University of Bristol

# Weakly Supervised Learning of Visual Semantic Attributes

David Hanwell

Many of the adjectives we use in everyday language denote visual attributes of objects. For example colours (red’, ruby’, vermilion’), patterns (stripy’, chequered’), and others (leopard skin’, `dark’). We refer to these as “visual semantic attributes” – they define associations between concepts of thought and language (semantic), and the visual appearance of objects in our physical world (visual).

Automating the recognition of such attributes in photos and video would allow rich textual descriptions to be generated, especially when combined with object detection. This would be useful for various applications; image archiving, generating descriptions for products from their photos (for example on ebay), and perhaps even for surveillance (for example “find the man in the blue stripy shirt in these CCTV feeds”). Typically, models of such attributes are trained using image data which has been specifically chosen or acquired for the task, and has been manually labelled, annotated and segmented.

There are already billions of images available on the internet, with many more being added every day. Although these images have not been manually annotated or segmented, many of them have text associated with them, for example items for sale on ebay have both an image and a text description. We call such images ‘weakly labelled’ – each has a corresponding set of words, some of which may describe some, all or none of the image content.

The question we are trying to answer is: Can we use weakly labelled images to train computer models to recognise visual semantic attributes?

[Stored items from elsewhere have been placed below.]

PR #3073, opened 2017-02-23
Use current government when Speech#delivered_on is future date or nil...

steventux:

`Speech#delivered_on` is used to determine the Government attributed to the item,
if this date is nil or in the future the government won't be attributed to the
speech. This causes problems for schema validation and doesn't make sense in
the frontend. So if no delivered on date is present save the speech against
the current government, and if the delivered_on date is in the future also
assume this to be a speech from the current government.

### DIFF
--- a/app/models/speech.rb
+++ b/app/models/speech.rb
@@ -52,7 +52,11 @@ class Speech < Announcement
 private
 
   def date_for_government
-    delivered_on.try(:to_date)
+    if delivered_on && delivered_on.past?
+      delivered_on.to_date
+    else
+      super
+    end
   end
 
   def skip_organisation_validation?
--- a/test/unit/speech_test.rb
+++ b/test/unit/speech_test.rb
@@ -178,9 +178,15 @@ class SpeechTest < ActiveSupport::TestCase
     assert_equal previous_government, speech.government
   end
 
-  test '#government returns nil for an speech without a delivered_on' do
+  test '#government returns the current government for an speech delivered at an unspecified time' do
+    current_government = create(:current_government)
     speech = create(:imported_speech, delivered_on: nil)
-    assert_nil speech.government
+    assert_equal current_government, speech.government
   end
 
+  test '#government returns the current government for an speech in the future' do
+    current_government = create(:current_government)
+    speech = create(:imported_speech, delivered_on: 2.weeks.from_now)
+    assert_equal current_government, speech.government
+  end
 end


app/models/speech.rb
```diff
@@ -52,7 +52,13 @@ def delivered_by_minister?
 private
 
   def date_for_government
-    delivered_on.try(:to_date)
+    present_date = Time.zone.now.to_date
+
+    if delivered_on && present_date >= delivered_on
```
gpeng: I think you could use `delivered_on.past?` here

test/unit/speech_test.rb
```diff
@@ -178,9 +178,15 @@ class SpeechTest < ActiveSupport::TestCase
...
+  test '#government returns the current government for an speech without a delivered_on' do
+    current_government = create(:current_government)
     speech = create(:imported_speech, delivered_on: nil)
-    assert_nil speech.government
+    assert_equal current_government, speech.government
   end
 
+  test '#government returns the current government for an speech with a future delivered_on' do
+    current_government = create(:current_government)
+    speech = create(:imported_speech, delivered_on: 2.weeks.since(Date.today))
```
gpeng: `2.weeks.from_now` might be clearer.

app/models/speech.rb
```diff
@@ -52,7 +52,13 @@ def delivered_by_minister?
 private
 
   def date_for_government
-    delivered_on.try(:to_date)
+    present_date = Time.zone.now.to_date
```
andrewgarner: Did you consider using `super`?

```rb
if delivered_on.try(:future?)
  delivered_on.to_date
else
  super
end 
```

test/unit/speech_test.rb
```diff
@@ -178,9 +178,15 @@ class SpeechTest < ActiveSupport::TestCase
...
 
-  test '#government returns nil for an speech without a delivered_on' do
+  test '#government returns the current government for an speech without a delivered_on' do
+    current_government = create(:current_government)
     speech = create(:imported_speech, delivered_on: nil)
-    assert_nil speech.government
+    assert_equal current_government, speech.government
   end
 
+  test '#government returns the current government for an speech with a future delivered_on' do
```
andrewgarner:
```rb
test '#government returns the current government for a speech delivered in the future'
```

steventux:
thanks @andrewgarner good idea

test/unit/speech_test.rb
```diff
@@ -178,9 +178,15 @@ class SpeechTest < ActiveSupport::TestCase
     assert_equal previous_government, speech.government
   end
 
-  test '#government returns nil for an speech without a delivered_on' do
+  test '#government returns the current government for an speech without a delivered_on' do
```
andrewgarner:
```rb
test '#government returns the current government for a speech delivered at an unspecified time'
```

app/models/speech.rb
```diff
@@ -52,7 +52,11 @@ def delivered_by_minister?
 private
 
   def date_for_government
-    delivered_on.try(:to_date)
+    if delivered_on && delivered_on.past?
+      delivered_on
```
andrewgarner: `delivered_on` is a time, in the `super` method `to_date` is always called, I assume so that a Government can be found at the start of the day the speech was delivered on. We should probably stick with that approach here.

There would be several potential benefits to this approach:

• Without the need to acquire bespoke images, or to manually label, annotate or segment them, the process of learning an attribute would be faster, easier and cheaper.
• Since the training data would be acquired from many different sources, and the corresponding text written by many different people, the resulting models would be unbiased by any one person’s notion of an attribute.
• Due the huge range of images available, with different objects, lighting, and variations on each attribute, each model may better capture possible variation of an attribute, and thus be better able to recognise it in novel images.

### Weakly Supervised Learning of Semantic Colour Terms

In order to take advantage of such easily obtainable data, there are a number of challenges which must be overcome. If we acquire a set of images from a web search, using an attribute term, not all of the returned images will contain the attribute, and even in those which do, there will be regions which do not. Here are some examples of images returned from a search for ‘Blue’:

We have proposed a method of learning colour terms from weakly labelled data such as this. Below are some examples of images from the test-set of [1], which have been segmented into regions semantic colour terms using the proposed method. This work has been accepted for publication in IET Computer Vision [2].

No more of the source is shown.